PR #457, opened 2016-06-30
Add example of using vtkImageFFT

mathturtle:
@yijiang1 Here is an example of using VTK's FFT.  I've tested that it compiles but given my knowledge off FFTs I wouldn't know if it was working right if I did look at the output...  Anyway, why don't you try to use it and we can work out what is going wrong if something doesn't look right.

There are two functions here, one shows how to use the FFT if you have a vtkImageData, the other shows how to create an image data from the raw array and dimensions.  Ideally you should probably use FFTW in that case, but we'll get to that later I guess.

### DIFF
--- a/tomviz/FFTExample.cxx
+++ b/tomviz/FFTExample.cxx
@@ -1,0 +1,38 @@
+#include <vtkPointData.h>
+#include <vtkDataArray.h>
+#include <vtkImageData.h>
+#include <vtkNew.h>
+#include <vtkImageFFT.h>
+
+
+// So I think this is the basic version of what you want to do.  I'm not sure though.
+// If you don't have a vtkImageData you would need to make one (see other function
+//
+// I don't know what the other options on VTK's FFT do... And you may want to set the dimensionality to 2
+// Here are the other options:
+// http://www.vtk.org/doc/nightly/html/classvtkImageFFT.html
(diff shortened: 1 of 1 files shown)


tomviz/FFTExample.cxx
```diff
@@ -0,0 +1,38 @@
...
+#include <vtkImageFFT.h>
+
+
+// So I think this is the basic version of what you want to do.  I'm not sure though.
+// If you don't have a vtkImageData you would need to make one (see other function
+//
+// I don't know what the other options on VTK's FFT do... And you may want to set the dimensionality to 2
+// Here are the other options:
+// http://www.vtk.org/doc/nightly/html/classvtkImageFFT.html
+void fftOfImage(vtkImageData *image)
```
yijiang1: Is vtkImageData always 3D? I do want to do 2D and even 1D FFT.

mathturtle: Well technically it is always 3D.  But if you want a 2D image, you just set the third dimension to be one slice thick.  And you may be able to do 2D FFTs across all the slices.  I'm guessing that is what vtkImageFFT does if you call `SetDimensionality(2)`, you'll probably want to test this to confirm.  The docs on vtkImageFFT are pretty sparse.

PR #460, opened 2016-07-07
WIP: Fixed a bug that Direct Fourier method doesn't take negative angles

yijiang1:
Fixed a bug that Direct Fourier method using fftw doesn't take tilt images with negative tilt angles.


yijiang1:
@Hovden I actually discovered more bugs and put "WIP" (work in progress) in the title. I'll fix the new bugs in another pull request.

PR #862, opened 2017-02-06
Update README.md

Hovden:


cryos:
I don't think we need this, and will have a fix shortly to work on older versions of macOS. We specify the minimum versions of each OS on the downloads page.

cryos:
Closing for now, I think we want to allow freedom and consider the requirement of macOS Sierra a bug. These feels a little too vague, and more specific information is already offered on the download page.

Issue #869, opened 2017-02-07
Crash when closing RenderView window


yijiang1:
Binary: 0.9.3-16-g6b94623 on Mac
1. Load a data set
2. Close RenderView by clicking the x button:
![picture1](https://cloud.githubusercontent.com/assets/13088588/22715245/14f720b8-ed5e-11e6-8878-3e2674d41a14.png)
3. Crash

yijiang1:
After #871 , clicking the X button no longer crash tomviz.

However, there is a new bug:
After closing the RenderView, information about the dataset still exists in the pipeline. Clicking it can crash tomviz.

cryos:
Yes, we were looking at this, the visualization modules need to be removed if a render view is removed otherwise things will crash. This was the simplest fix, but we will follow up with more fixes to resolve outstanding issues.

cryos:
This should now be resolved.

PR #871, opened 2017-02-07
Guard for when the representation is null

cryos:
This can happen when the view is closed for the module. We may want
to remove the modules if the view they belong to is closed too, but
this makes the module classes less prone to crashing in odd situations
lie this.


cryos:
This prevents crashes such as those described in #869.

cjh1:
I open this issue for the layout #874

PR #879, opened 2017-02-08
Added progress status to all auto tilt series alignment methods

### LINKED ISSUE #432: Progress indicator for Image Alignment (Auto)
It would be nice if there was a progress indicator of some type for the Image Alignment (Auto) data transform since it may take a long time if the user has a large dataset.  The python transform has a for loop in it iterating over images in the stack so there is a clear way to measure the progress.

yijiang1:
This closes #432

### DIFF
--- a/tomviz/python/AutoTiltAxisShiftAlignment.py
+++ b/tomviz/python/AutoTiltAxisShiftAlignment.py
@@ -40,9 +40,10 @@ class AutoTiltAxisShiftAlignmentOperator(tomviz.operators.CancelableOperator):
             shiftedTiltSeries = np.roll(
                 tiltSeries[slices, :, :, ], shifts[i], axis=1)
             for s in range(numberOfSlices):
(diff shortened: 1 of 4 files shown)


tomviz/python/AutoTiltAxisShiftAlignment.py
```diff
@@ -1,46 +1,61 @@
...
 
-    result = np.roll(tiltSeries, shifts[np.argmax(I)], axis=1)
+        for i in range(shifts.size):
+            if self.canceled:
+                return
+            shiftedTiltSeries = np.roll(
+                tiltSeries[slices, :, :, ], shifts[i], axis=1)
+            for s in range(numberOfSlices):
+                self.progress.message =
+                    'Reconstructing slice No.%d with %d pixels shift' %
```
yijiang1: How should I separate such long code?
autopep8 doesn't fix it for me :(

Issue #880, opened 2017-02-09
C --> Fortran array deep copy


ercius:
The console keeps printing out the following information:

> Warning, array does not have Fortran order, making deep copy and fixing...
...done.

This seems very inefficient. I am not sure why tomviz has to keep changing the array from Fortran -->C-->Fortran ordering. This happens for almost any numpy operation since numpy is C ordering.

As a test I modified the rotation script to print out the ndarray flags at various points:
```
print('Rotating Dataset...')
print(data_py.flags) #print the ndarray flags
print('...')
axis1 = (rotation_axis + 1) % 3
axis2 = (rotation_axis + 2) % 3
data_py_return = ndimage.interpolation.rotate(
    data_py, rotation_angle, axes=(axis1, axis2),order=1,mode='nearest')
print(data_py_return.flags) #print the ndarray flags
utils.set_array(dataset, data_py_return)
print('Rotation Complete')
```

Here is the output:
> Rotating Dataset...
  C_CONTIGUOUS : False
  F_CONTIGUOUS : True
  OWNDATA : False
  WRITEABLE : True
  ALIGNED : True
  UPDATEIFCOPY : False
  ...
  C_CONTIGUOUS : True
  F_CONTIGUOUS : False
  OWNDATA : True
  WRITEABLE : True
  ALIGNED : True
  UPDATEIFCOPY : False
Warning, array does not have Fortran order, making deep copy and fixing...
...done.
Rotation Complete

So, the array starts as Fortran and ndarray.interpolation.rotate returns a C-ordering array. Then the utils sets it back to fortran ordering. I guess tomviz internals (based on VTK?) need Fortran ordered arrays? It would be better if we can use 1 ordering to avoid deep copies.

As a side note: Some of the scripts seem to use fortran indexing [X,Y,num] rather than the numpy default C indexing [num,Y,X]. This might be correct initially, but some operations might return a C-ordered array, It is important to be clear of the array ordering during image-by-image operations (such as cross-correlation) because you can get a large speed up with the correct indexing.

cjh1:
@ercius #882 resolves this issue for rotation, but we will have to apply a similar fix else where.

cjh1:
Fixed by #880

PR #882, opened 2017-02-09
Preserve array order by passing in empty copy

cjh1:
Fixes issue reported in #880, a similar change need to applied to other operators.

### DIFF
--- a/tomviz/python/AutoTiltAxisRotationAlignment.py
+++ b/tomviz/python/AutoTiltAxisRotationAlignment.py
@@ -87,8 +87,9 @@ class AutoTiltAxisRotationAlignOperator(tomviz.operators.CancelableOperator):
         rot_ang = coarseAngles[minIntensityIndex]
 
         self.progress.message = 'Rotating tilt series'
-        result = ndimage.interpolation.rotate(
-            tiltSeries, -rot_ang, axes=((0, 1)))
+        result = np.empty_like(tiltSeries)
+        ndimage.interpolation.rotate(
+            tiltSeries, -rot_ang, axes=((0, 1)), output=result)
         #step += 1
         #self.progress.value = step
         print("rotate tilt series by %f degrees" % -rot_ang)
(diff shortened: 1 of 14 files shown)


cjh1:
I think I have fixed all the operators. @yijiang1 PTAL

tomviz/python/AutoTiltAxisRotationAlignment.py
```diff
@@ -87,8 +87,9 @@ def transform_scalars(self, dataset):
         rot_ang = coarseAngles[minIntensityIndex]
 
         self.progress.message = 'Rotating tilt series'
-        result = ndimage.interpolation.rotate(
-            tiltSeries, -rot_ang, axes=((0, 1)))
+        result = np.empty_like(tiltSeries)
```
yijiang1: If rot_ang is not a integer multiple of 90 (i.e. 90, 180, 270...), the output's shape will be different from input array.
Same issue for Rotate3D transform.

cjh1: Good catch

cjh1: @yijiang1 Looking at the [doc](https://docs.scipy.org/doc/scipy-0.16.1/reference/generated/scipy.ndimage.interpolation.rotate.html) for ndimage.interpolation.rotate, it will reshape the output array if necessary.

yijiang1: For scientific datasets we prefer to change the array size after rotation as doing so keeps the same unit.

cjh1: No sure I understand? What is your proposed fix?

yijiang1: Ah never mind I misunderstood the document.

yijiang1:
Rotate transform with angles that are NOT integer multiples of 90 will cause "RuntimeError: output shape not correct"

ercius:
If the different shape is a problem then set reshape=False. You generally
do not need the the parts of the image that will be cut off.

cjh1:
@yijiang1 Would this work OK for GenerateTiltSeries and AutoTiltAxisRotationAlignment, if so that is probably the easiest solution.

yijiang1:
For GenerateTiltSeries: the current implementation already sets reshape=False because I pad the array before rotation. No error here.

For AutoTiltAxisRotationAlignment: I think setting reshape=False is fine for most of electron tomography data sets. 

For Rotate3D: I'm not sure about this one. As an user I prefer to change array size.

cjh1:
@yijiang1 I have added a function to calculate the rotated shape, this should be good to go.

yijiang1:
LGTM

PR #884, opened 2017-02-10
Add support for compiling and running tests using CircleCI

cjh1:
This PR is the first step in improving our CI building and testing our code. It currently compiles and run the few non UI tests we have. The cycle time seems to be just under 8 minutes which it not too bad. A couple of possible improvements for the future:

- [x] Upload result of build/tests to CDash
- [ ] Add some UI tests
- [ ] Make some changes the superbuild so the dependencies in the tomviz-dependencies image could be built using the superbuild. This would potential allow us to automatically rebuild this image if the superbuild changes. Currently this is a manual process.


cjh1:
@cryos Can you approve this branch for me?

PR #893, opened 2017-02-13
Add Ctrl+O shortcut to open files

thewtex:


Hovden:
Great. Adding shortcuts is a good idea. Save State would be another obvious one.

-----

Wherever the string "button" occurs in the records above, copy that line.

2. Close RenderView by clicking the x button:
After #871 , clicking the X button no longer crash tomviz.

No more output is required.